Camel hoofs are the heart part of the front foot. A single hoof weighs about 2 kg, while only 50 grams can be used for this dish - truly a choice cut.

"Roasted Camel Hoof" mainly features front hooves and mushrooms as side ingredients, resulting in a white and tender meat with rich flavors.The dish is light, not oily or greasy; the meat is soft and tasty, very nutritious.Sweet and Sour Camel HumpIntroduction"Roasted Camel Hump" primarily uses camel hump meat as its main ingredient. Accompanied by eggs, starch, flour, sugar, vinegar, salt, ginger water, oil, scallions, garlic, and broth for cooking.

Preparation:1) Coat the camel hump with batter before frying in hot oil until golden yellow.2) In a pan, cook sugar to make syrup. Stir continuously until it turns light brown and bubbles increase, then remove from heat.3) Pour the hot syrup over fried humps, mix well to coat the meat.A record mentionstwenty pairs of bear paws",

"braised camel paw" originally referred to "braised bear paw," but as bears are a protected species, this dish uses camel's feet instead. While not as delicious as bear paw, it is uniquely flavored after cooking and highly appreciated by gourmet diners.

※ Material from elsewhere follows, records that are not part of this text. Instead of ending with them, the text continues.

PR #294, opened 2025-03-31
feat: Introduce LVM resource management

SK1Y101:
## Description of changes

Add resource for maas LVM storage layouts, and their associated CRUD operations:

```terraform
resource "maas_logical_volume" "test" {
  fs_type 		 = "etx4"
  machine 		 = data.maas_machine.machine.id
  mount_point            = "/var"
  mount_options          = "defaults,noatime"
  name 			 = "test LVM"
  size_gigabytes         = 70
  volume_group 	         = maas_volume_group.test.id
}
```

will create an LVM on top of volume_group.test

Requires #293 to land first.

Resolves: #215, adding LVM support 

## Checklist


skatsaounis (changes requested):
The PR looks good so far. Let me compose a list of things that are missing:

- we need to support mounting the logical volume like we do with physical block devices
- we need to support update function
- what is the purpose of adding the suffix `lvm` everywhere? I think that we have to remove it as logical volume (LV) is a key component of LVM. If we had to introduce it, then prefix makes more sense, but at the same time we would have to add it as prefix to volume group (VG) as well.

SK1Y101:
>     * we need to support mounting the logical volume like we do with physical block devices
Should this be an operation, or a property like `mount_point` on the LVM

>     * we need to support update function
The API, and as far as i can tell MAAS itself, doesn't really have a notion of updating an LVM. it's treated like a blockdevice, so i assume we can use BD operations, but what would you actually update?

>     * what is the purpose of adding the suffix `lvm` everywhere? I think that we have to remove it as logical volume (LV) is a key component of LVM. If we had to introduce it, then prefix makes more sense, but at the same time we would have to add it as prefix to volume group (VG) as well.
Yeah fair, updated and removed

maas/resource_maas_logical_volume.go
```diff
@@ -0,0 +1,215 @@
...
+
+		Schema: map[string]*schema.Schema{
+			"fs_type": {
+				Type:        schema.TypeString,
+				Optional:    true,
+				Description: "The file system type (e.g. `ext4`). If this is not set, the volume is unformatted.",
+			},
+			"machine": {
+				Type:        schema.TypeString,
+				Required:    true,
```
tobiasdemendonca, line 31: Could be debatable but looking at `maas_block_device` this I would perhaps expect this to be the case if the idea of updating to a new machine doesn't make sense
```suggestion
				Required:    true,
				ForceNew:    true,
```

tobiasdemendonca: This seems to reflect in your update function I think

maas/resource_maas_logical_volume.go
```diff
@@ -0,0 +1,215 @@
...
+		return diag.FromErr(err)
+	}
+
+	id, err := strconv.Atoi(d.Id())
+	if err != nil {
+		return diag.FromErr(err)
+	}
+
+	params := entity.BlockDeviceParams{
+		Name: d.Get("name").(string),
```
tobiasdemendonca, line 135: Either you're missing "size" here or I think it should be `ForceNew`

maas/resource_maas_logical_volume_test.go
```diff
@@ -0,0 +1,176 @@
...
+	"github.com/hashicorp/terraform-plugin-sdk/v2/helper/resource"
+	"github.com/hashicorp/terraform-plugin-sdk/v2/terraform"
+)
+
+func TestAccResourceMAASLogicalVolume_basic(t *testing.T) {
+	var LogicalVolume entity.BlockDevice
+
+	machine := os.Getenv("TF_ACC_BLOCK_DEVICE_MACHINE")
+
+	size := 70
```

HistoryCamel's feet or hooves are considered precious delicacies.According to historical records,"camel hoof soup" became a well-known imperial dish during various dynasties.In the Ming Dynasty, it was recorded in "Compendium of Materia Medica": "Camel's feet and heads are most exquisite; people often cook them and eat them with wine."People in Ningxia and Gansu regions also enjoy eating camel hooves.Braised camel paw uses camel's feet, chicken, duck,steamedor braised.The finished dish is deep red. Camel feet are tender and chewy with rich flavors.

Methods

For braising camel paws, take the inner part of a camel’s foot, which weighs about two kilograms, but only around 50 grams can be used for this dish.The characteristic of this dish is its white color. It uses the front hooves of the camel as the main ingredient and shiitake mushrooms as auxiliary ingredients.This dish has a light color, is not greasy or fatty, with tender meat and delicious taste, and high nutritional value.Sweet and sour camel hump is made primarily from camel's hump, with eggs, starch, flour as auxiliary ingredients,along with sugar, vinegar,salt, ginger water, cooking oil, scallions, garlic, and broth.Wait until it is cooked.